(Collected data entries)

PR #2509, opened 2016-11-02
Add flake8 Python linting

willbarton:
This PR adds a flake8 config file, adds flake8 to travis, and cleans up the Python style everything except for migrations and cfgov/v1/tests

There are a few things I want to bring up for discussion based on this:

1. By ignoring v1/tests, [this configuration](https://github.com/cfpb/cfgov-refresh/blob/flake8/.flake8) will let us run flake8 in Travis and ensure that the cleanup in this PR does not regress. However, it has a side-effect, in that anytime one runs `flake8` from the root of cfgov-refresh, it will ignore v1/tests.

2. There is some pretty serious refactoring needed that this PR *does not do*, and which I is out of scope. [This `if` condition is probably the worst example](https://github.com/cfpb/cfgov-refresh/blob/flake8/cfgov/sheerlike/filters.py#L58), but there are other less bad examples as well. 

3. This still doesn't help [`urls.py` very much](https://github.com/cfpb/cfgov-refresh/blob/flake8/cfgov/cfgov/urls.py)

4. I am completely ignoring [our settings files](https://github.com/cfpb/cfgov-refresh/blob/flake8/.flake8#L33). It strikes me that the readability of those might have different concerns than simply Python linting, but I'd welcome some discussion of that.

5. I'd love to include a max-complexity test, but currently there are parts of the cleaned code that fail ([like this](https://github.com/cfpb/cfgov-refresh/blob/flake8/cfgov/core/management/commands/_helpers.py#L90). This goes back to the need for refactoring, above.

So, I'm tagging all the back-ends that are working on cfgov-refresh right now (from platform and data and research) so that we can hash out some of these.

Once we work through this, I'd like to squash these commits when we merge, so there can be only one.

## Additions

- flake8 config file
- flake8 dependencies
- flake8 as a default travis command

## Changes

- General flake8-compliant style cleanup

## Testing

- Run `flake8` in the root of `cfgov-refresh`. There should be no errors.

## Review

- @chosak 
- @richaagarwal 
- @grapesmoker 
- @higs4281 
- @rosskarchner 
- @hillaryj 

## Checklist


willbarton:
I meant to add reasons for why each of those ignored packages is ignored:

- v1: too much potential for conflict. We'll need to handle this one piecemeal.
- jobmanager: most of the flake8 complaints are with the Django models and admin, which we'll be cleaning up anyway.
- data_research: I'm not sure if there's a potential for me to introduce conflicts with work-in-progress here. @hillaryj?

hillaryj:
@willbarton data_research doesn't have any outstanding changes, so flake8 shouldn't introduce conflicts.

willbarton:
@hillaryj yay! I'll take care of it before it does:D

willbarton:
Update: apparently flake8's `--exclude` overrides the configured value, so it's impossible to configure all the other paths and then include `--exclude v1` in the invocation. You have to specify all the exclusions either on the command line or in the config file. So, splitting them up is not really an option.

cfgov/cal/admin.py
```diff
@@ -28,21 +30,23 @@ def start_date(self, obj):
...
+
 class CFPBCalendarImportICSFileAdmin(admin.ModelAdmin):
 
     def changelist_view(self, request, extra_context=None):
         context = {}
         context.update(extra_context or {})
-        context.update({ 'icsfile': None,})
-        context.update({ 'calendar_record': None,})
-        context.update({ 'processed_events': None,})
+        context.update({'icsfile': None, })
```
chosak: Why these changes to add extra spaces after the last comma? That doesn't trigger a warning for me with flake8. See [PEP8 Pet Peeves](https://www.python.org/dev/peps/pep-0008/#pet-peeves).

cfgov/cal/admin.py
```diff
@@ -51,28 +55,29 @@ def changelist_view(self, request, extra_context=None):
...
-                if(file_type != "text"):
-                    error.append( (['There was an error with the File'],["Incorrect File Type"]) )
-                    context.update({ 'error': error,})
-                    return super(CFPBCalendarImportICSFileAdmin,self).changelist_view(request,context)
+                if (file_type != "text"):
+                    error.append((['There was an error with the File'],
+                                  ["Incorrect File Type"]))
+                    context.update({'error': error, })
+                    return super(CFPBCalendarImportICSFileAdmin,
+                                 self).changelist_view(request, context)
```
chosak: This might be one of the stylistic personal preferences that you mention, but this feels hard to read versus the alternate

```py
return super(
    CFPBCalendarImportICSFileAdmin,
    self
).changelist_view(request, context)
```

Alternatively, because there are a few places in this function that use `super(CFPBCalendarImportICSFileAdmin, self).changelist_view`, could this code be cleaned up instead using something like:

```py
base_view = super(CFPBCalendarImportICSFileAdmin, self).changelist_view
...
base_view(request, context)
```

cfgov/cal/event.py
```diff
@@ -1,10 +1,12 @@
-from cal.models import CFPBCalendar, CFPBCalendarEvent
-from datetime import date, datetime
+from cal.models import CFPBCalendarEvent
+from datetime import datetime
+import re
```
chosak: Nitpicky, and not a PEP8 thing I suppose, but it'd be nice to follow [PEP8 import guidelines](https://www.python.org/dev/peps/pep-0008/#imports):

> Imports should be grouped in the following order:
 1. standard library imports
 2. related third party imports
 3. local application/library specific imports

 You should put a blank line between each group of imports.

So, alternatively:

```py
import re

from datetime import datetime

from cal.models import CFPBCalendarEvent
```

tox.ini
```diff
@@ -23,6 +23,7 @@ changedir = {toxinidir}/cfgov
 commands =
     coverage erase
     coverage run --source='.' manage.py test {posargs}
+    flake8
```
chosak: Minor request: could we add the `flake8` command to `run_travis.sh` instead of as part of tox? Linting seems different to me than unit testing. The frontend code has them set up as separate gulp tasks.

In addition, when iterating on code, I find it useful to only test the specific code I'm working on, for example repeated invocations of `tox -e fast path.to.my.tests`. This is a quick way to do test-driven development. The change here runs flake8 on the _entire_ codebase even if tox is being invoked on a single file.

willbarton: That is a very good idea! I generally use tox the same way, and that hadn't occurred to me.

cfgov/cal/admin.py
willbarton: Weird, I get:

```
cfgov/cal/admin.py:43:40: E231 missing whitespace after ','
```

We can also eliminate the comma entirely (or ignore the error).

chosak: Oops, you're right. I made a mistake in how I tested this. My personal preference here would be to eliminate the trailing comma where the closing parenthesis immediately follows. So this is still useful:

```py
data = {
    'foo': 1,
    'bar': 2,
}
```

because then you can add/remove elements without changing extra lines. But in this case:

```py
data = {'foo': 1, 'bar': 2, }
```

the trailing comma isn't really serving any purpose.

higs4281:
count me in team (...)

question for @chosak:
datetime is part of the standard library, so why separate it from the `re` import?

chosak:
@higs4281 I like the [Django style guide](https://docs.djangoproject.com/en/dev/internals/contributing/writing-code/coding-style/#imports) for imports, which is slightly stricter (emphasis added):

> Put imports in these groups: future, standard library, third-party libraries, other Django components, local Django component, try/excepts. Sort lines in each group alphabetically by the full module name. **Place all import module statements before from module import objects in each section.**

higs4281:
@chosak sold!

cfgov/cal/event.py
willbarton: So, flake8-import-order doesn't support Django's particular import styles. I've cleaned up all the imports though in 37df319 (for the all the apps in the project that I'm touching so far). But I'd still love a good way to check imports on an ongoing basis.

willbarton:
Bringing this PR back up to date, @chosak and @higs4281. I've addressed the imports as they exist now (but I'd like to find a solution to checking them with flake8), and I've added the jobmanager. The only Python code in `cfogv/` that I haven't cleaned up yet is `v1`.

I'm inclined to get this in, if it looks good to you all, and then we can address a cleanup of `v1`. This will give us automated linting of all the Python that's *not* in `v1` already.

higs4281:
👍 monumental!

.flake8
```diff
@@ -0,0 +1,42 @@
...
+    cfgov/es_mappings,
+    cfgov/jinja2,
+    cfgov/static_built,
+    cfgov/templates,
+    cfgov/unprocessed,
+
+    # Generated migration files will throw errors. We need to find a way
+    # to exclude django-generated migrations while including
+    # manually-written migrations.
+    cfgov/*/migrations/*,
```
chosak: Does the second `*` here mean "exactly one directory", or could it include multiple levels? If the latter, then we might have some non-migration code that matches this pattern. I'm thinking mainly of tests, like `cfgov/v1/tests/migrations/`, but we also have `cfgov/v1/util/migrations.py` which one could imagine being a package down the road. Does this file support regexes, e.g. something like `*cfgov/*/migrations/\d{4}_*.py`?

cfgov/cal/admin.py
```diff
@@ -28,21 +32,23 @@ def start_date(self, obj):
...
-        context.update({ 'calendar_record': None,})
-        context.update({ 'processed_events': None,})
+        context.update({'icsfile': None})
+        context.update({'calendar_record': None})
+        context.update({'processed_events': None})
 
         leadership = CFPBCalendar.objects.all().order_by("title")
 
-        context.update({ 'leadership': leadership,})
+        context.update({'leadership': leadership, })
```
chosak: Why the extra comma and trailing space on this line? Also, it seems like this line and the various ones above could be combined to a single `context.update({ dict with lots of entries })`. Maybe that crosses the line from PEP8 to more general cleanup.

cfgov/cal/admin.py
```diff
@@ -51,28 +57,31 @@ def changelist_view(self, request, extra_context=None):
             if icsfile:
                 file_type = icsfile.content_type.split('/')[0]
 
-                if(file_type != "text"):
-                    error.append( (['There was an error with the File'],["Incorrect File Type"]) )
-                    context.update({ 'error': error,})
-                    return super(CFPBCalendarImportICSFileAdmin,self).changelist_view(request,context)
+                if (file_type != "text"):
```
chosak: Not PEP8, and maybe out of scope for this PR, but it'd be nice to standardize on use of single quotes and change double quotes where we see them. See the line that starts with `error.append` that adds two strings that use different quotes!

cfgov/cal/admin.py
```diff
@@ -51,28 +57,31 @@ def changelist_view(self, request, extra_context=None):
...
+                context.update({'error': error, })
+                return super(CFPBCalendarImportICSFileAdmin,
+                             self).changelist_view(request, context)
 
             leader_id = request.POST['drpLeader']
 
             calendar_record = CFPBCalendar.objects.get(pk=int(leader_id))
 
-            context.update({ 'calendar_record': calendar_record,})
+            context.update({'calendar_record': calendar_record, })
```
chosak: Same comment on trailing comma/space here.

cfgov/cal/event.py
```diff
@@ -60,40 +63,47 @@ def _set_value(self, i):
...
 
-    # make sure uid is unqiue - this is do to recurring events sharing the same uid
+    # make sure uid is unqiue - this is do to recurring events sharing
+    # the same uid
     def _create_unique_id(self):
 
-        temp = str(self.e.uid)+'@'+str(self.e.dtstart).replace(" ","").replace(":","").replace("-","")
+        temp = (str(self.e.uid)
+                + '@'
+                + re.sub(r'[ -:]', '', str(self.e.dtstart)))
```
chosak: :+1: for use of regex here.

cfgov/cal/models.py
```diff
@@ -29,7 +31,7 @@ def day(self):
         return self.dtstart.date()
 
     def save(self):
-        if self.uid == None or self.uid == "":
+        if self.uid is None or self.uid == "":
```
chosak: A more concise way of doing this might be to just check `if not self.uid`.

cfgov/core/admin.py
```diff
@@ -1,3 +1,3 @@
-from django.contrib import admin
+# from django.contrib import admin
```
chosak: Any reason this entire file can't just be deleted?

cfgov/core/management/commands/_helpers.py
```diff
@@ -125,7 +131,7 @@ def authenticate_user(self):
         if user:
             if not user.is_active or not user.is_superuser:
                 raise PermissionDenied('This user does not have permissions to'
-                                       + 'perform this operation.')
+                                       'perform this operation.')
```
chosak: Not related to your change, but isn't there a missing space between these two phrases?

cfgov/core/models.py
```diff
@@ -1,3 +1,3 @@
-from django.db import models
+# from django.db import models
```
chosak: Can this file be deleted?

cfgov/cal/admin.py
willbarton: So much agreement.

cfgov/cal/admin.py
willbarton: Yeah, I agree these should be a single context.update. I purposefully didn't do that with this PR though.

.flake8
willbarton: Hmm, good point, I am going to play around with it a little bit. That regex didn't work, unfortunately.

cfgov/cal/event.py
willbarton: So apparently I did a bit of refactoring.

cfgov/scripts/archive_events.py
```diff
@@ -24,12 +29,14 @@ def run():
                         if event.end_dt < timezone.now():
                             if event.can_move_to(archived_events):
                                 event.move(archived_events, pos='last-child')
-                                loggger.info(event.title + ' Event .....archived')
+                                logger.info(event.title +
+                                            ' Event .....archived')
```
higs4281: would be nice to use 3-period ellipses rather than 3, 4, and 5

cfgov/cfgov/urls.py
```diff
@@ -39,60 +37,101 @@
...
+    url(r'^owning-a-home/closing-disclosure/',
+        include(oah.urls_for_prefix('closing-disclosure'))),
+    url(r'^owning-a-home/explore-rates/',
+        include(oah.urls_for_prefix('explore-rates'))),
+    url(r'^owning-a-home/loan-estimate/',
+        include(oah.urls_for_prefix('loan-estimate'))),
+
+    url(r'^owning-a-home/loan-options/',
+        include(oah.urls_for_prefix('loan-options'))),
+    url(r'^owning-a-home/loan-options/FHA-loans/',
```
willbarton: Yes we should! GHE/platform/issues/297

cfgov/scripts/archive_events.py
willbarton: So nice.

cfgov/v1/models/browse_page.py
```diff
@@ -68,7 +69,7 @@ def add_page_js(self, js):
         js['template'] += ['secondary-navigation.js']
 
     def full_width_serif(self):
-        return true
+        return True
```
higs4281: future bug: squashed!

higs4281:
I was initially worried about leaving cfgov/core without any models.py file, because it has management commands. But that was a pre-1.7 problem, and the commands run without error on this branch, as do migration operations. So forward ho!

cfgov/v1/models/browse_page.py
richaagarwal: lol that function isn't even called anywhere 😒

willbarton: 300px-paris_tuileries_garden_facepalm_statue

richaagarwal:
Do you/ will you need help resolving all the conflicts?  Also, what would it take to get this to a ready state so that there isn't an ongoing conflict mess?

willbarton:
@richaagarwal nah, I'll take care of the conflicts. I'd like to see that we're okay merging it before I do though, because otherwise I'll just have to do it again :)

FWIW, I've been merging master in with `-s theirs` so that style choices in this PR don't override code changes that've been made elsewhere.

cfgov/scripts/archive_events.py
willbarton: Ask and ye shall receive…

willbarton:
@richaagarwal @chosak @higs4281 @rosskarchner Alright, This is once again up-to-date post-machete. What can we do to get this merged and have some automatic linting of Python PRs?

willbarton:
giphy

### REQUIRED WORK
Working through the data above, find every line holding "request" and copy it.

### ANSWER TO THE PROBLEM
     def changelist_view(self, request, extra_context=None):
@@ -51,28 +55,29 @@ def changelist_view(self, request, extra_context=None):
-                    return super(CFPBCalendarImportICSFileAdmin,self).changelist_view(request,context)
+                                 self).changelist_view(request, context)
).changelist_view(request, context)
base_view(request, context)
chosak: Minor request: could we add the `flake8` command to `run_travis.sh` instead of as part of tox? Linting seems different to me than unit testing. The frontend code has them set up as separate gulp tasks.
@@ -51,28 +57,31 @@ def changelist_view(self, request, extra_context=None):
-                    return super(CFPBCalendarImportICSFileAdmin,self).changelist_view(request,context)
@@ -51,28 +57,31 @@ def changelist_view(self, request, extra_context=None):
+                             self).changelist_view(request, context)
             leader_id = request.POST['drpLeader']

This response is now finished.